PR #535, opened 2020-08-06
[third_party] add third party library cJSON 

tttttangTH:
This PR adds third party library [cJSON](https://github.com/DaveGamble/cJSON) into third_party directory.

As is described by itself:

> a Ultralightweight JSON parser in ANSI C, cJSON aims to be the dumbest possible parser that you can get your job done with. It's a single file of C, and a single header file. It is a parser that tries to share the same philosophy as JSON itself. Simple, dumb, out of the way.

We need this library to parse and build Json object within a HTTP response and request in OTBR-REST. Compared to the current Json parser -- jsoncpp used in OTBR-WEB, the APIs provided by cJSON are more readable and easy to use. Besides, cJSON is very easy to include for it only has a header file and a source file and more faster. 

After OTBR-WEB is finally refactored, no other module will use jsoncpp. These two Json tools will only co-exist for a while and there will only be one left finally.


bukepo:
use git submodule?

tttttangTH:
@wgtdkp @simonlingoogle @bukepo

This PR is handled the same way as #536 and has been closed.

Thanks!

_ _ _ _ _

#### Work required:
What is needed is an exact copy of the lines above, from the one containing "This PR adds" through the one containing "As is described", with nothing added.

#### Expected answer:
This PR adds third party library [cJSON](https://github.com/DaveGamble/cJSON) into third_party directory.

As is described by itself:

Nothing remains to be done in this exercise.